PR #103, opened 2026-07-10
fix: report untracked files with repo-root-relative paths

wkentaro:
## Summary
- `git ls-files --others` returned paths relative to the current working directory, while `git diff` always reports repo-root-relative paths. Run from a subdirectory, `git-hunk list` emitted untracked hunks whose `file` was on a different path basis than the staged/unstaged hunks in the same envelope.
-----
Retype all the material exactly as shown.

*Output for this exercise:*
PR #103, opened 2026-07-10
fix: report untracked files with repo-root-relative paths

wkentaro:
## Summary
- `git ls-files --others` returned paths relative to the current working directory, while `git diff` always reports repo-root-relative paths. Run from a subdirectory, `git-hunk list` emitted untracked hunks whose `file` was on a different path basis than the staged/unstaged hunks in the same envelope.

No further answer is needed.